Rapidity

Rapidity

Velocity is a poor coordinate for relativistic motion — it is bounded by $c$ and the relativistic addition formula is unwieldy. Rapidity $\phi$ is the natural alternative:

$\tanh\phi = \beta = \frac{v}{c}, \quad \phi = \text{arctanh}(\beta)$

Rapidity ranges from $-\infty$ to $+\infty$, has no upper bound, and makes velocity addition trivially additive:

$\phi_\text{total} = \phi_1 + \phi_2$

Converting back: $v = c\tanh\phi$.

Why It Works

The Lorentz transformation in rapidity form is a hyperbolic rotation — exactly like a Euclidean rotation but with $\cosh$ and $\sinh$ instead of $\cos$ and $\sin$:

$\gamma = \cosh\phi, \quad \gamma\beta = \sinh\phi$

Velocity Addition Example

Two ships each travel at $0.5c$ in the same direction.
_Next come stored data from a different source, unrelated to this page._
PR #2649, opened 2022-08-28
say_understands refactor, animals can talk again.

MistakeNot4892:
## Description of changes
- Passes speaker to several language procs.
- Cleans up/refactors say_understands and a few language retrieval procs so simple animals can use them.
- Adds an Animal Noises language that all simple animals get, which handles understanding/verbs/scrambling based on mob type.

Animals won't just `babble aimlessly` when speaking.

## Authorship
Myself.

## Changelog
Nothing player-facing.


MistakeNot4892:
Corgis can be understood by mice even with universal_* unset, not sure why.

out-of-phaze:
> Corgis can be understood by mice even with universal_* unset, not sure why.

Mice have `universal_understand` set and this PR doesn't seem to touch it at all.

MistakeNot4892:
I unset it for testing.

MistakeNot4892:
Working now.

code/modules/mob/language/animal.dm
```diff
@@ -0,0 +1,32 @@
...
+	name = "Animal Noises" // translate them!
+	desc = "Some varieties of animal can communicate amongst themselves, apparently."
+	colour = "say_quote"
+	key = "a"
+	shorthand = "A"
+	hidden_from_codex = TRUE
+
+/decl/language/animal/can_be_understood_by(var/mob/living/speaker, var/mob/living/listener)
+	if(!istype(listener))
+		return FALSE
```
afterthought2: Possibly this should be `TRUE` instead? Do non-living mobs like ghosts and various special mobs get hit by this proc?

code/modules/mob/language/animal.dm
```diff
@@ -0,0 +1,32 @@
...
+	if(listener.universal_understand || listener.universal_speak)
+		return TRUE
+	if(!istype(speaker) || speaker.universal_speak)
+		return TRUE
```
afterthought2, line 13: Confusing and probably illegal check; if `speaker` is mistyped, you shouldn't be checking vars on it.

code/modules/mob/language/animal.dm
```diff
@@ -0,0 +1,32 @@
...
+	if(istype(speaker, listener.type) || istype(listener, speaker.type))
+		return TRUE
```
afterthought2, line 15: This is questionable at best. Imagine you have `/cat/tabby` and `/cat/calico` talking to each other; they just failed this check.

I would seriously consider checking `faction`, even though that's not ideal either.

afterthought2 (commented):
Refraining from commenting on some of the incidentally touched oldcode.

code/modules/mob/language/animal.dm
MistakeNot4892: Special mobs have universal_understand generally. I'll doublecheck if this interferes with ghosts or not.

code/modules/mob/language/animal.dm
MistakeNot4892: If `speaker` is mistyped it will short circuit before checking vars. Not sure what you mean, this isn't an uncommon pattern.

code/modules/mob/language/animal.dm
MistakeNot4892: I could add a root_species_type var or such.

code/modules/mob/language/animal.dm
afterthought2: I was wrong here, sorry.

code/modules/mob/language/animal.dm
MistakeNot4892: Added `base_animal_type`.

code/modules/mob/language/animal.dm
MistakeNot4892: Returned true for a null listener.

afterthought2 (approved):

Classical result: $v = c$. Relativistic result using rapidity:

$\phi_\text{total} = 2\,\text{arctanh}(0.5) \approx 1.0986$

$v = c\tanh(1.0986) = 0.8c$

No matter how many $0.5c$ boosts you stack, you never reach $c$.

Your Task

Implement rapidity(v) returning $\phi = \text{arctanh}(v/c)$, velocity_from_rapidity(phi) returning $v = c\tanh\phi$, and add_rapidities(phi1, phi2) returning the resulting velocity $c\tanh(\phi_1 + \phi_2)$. Use $c = 299792458.0$ m/s defined inside each function.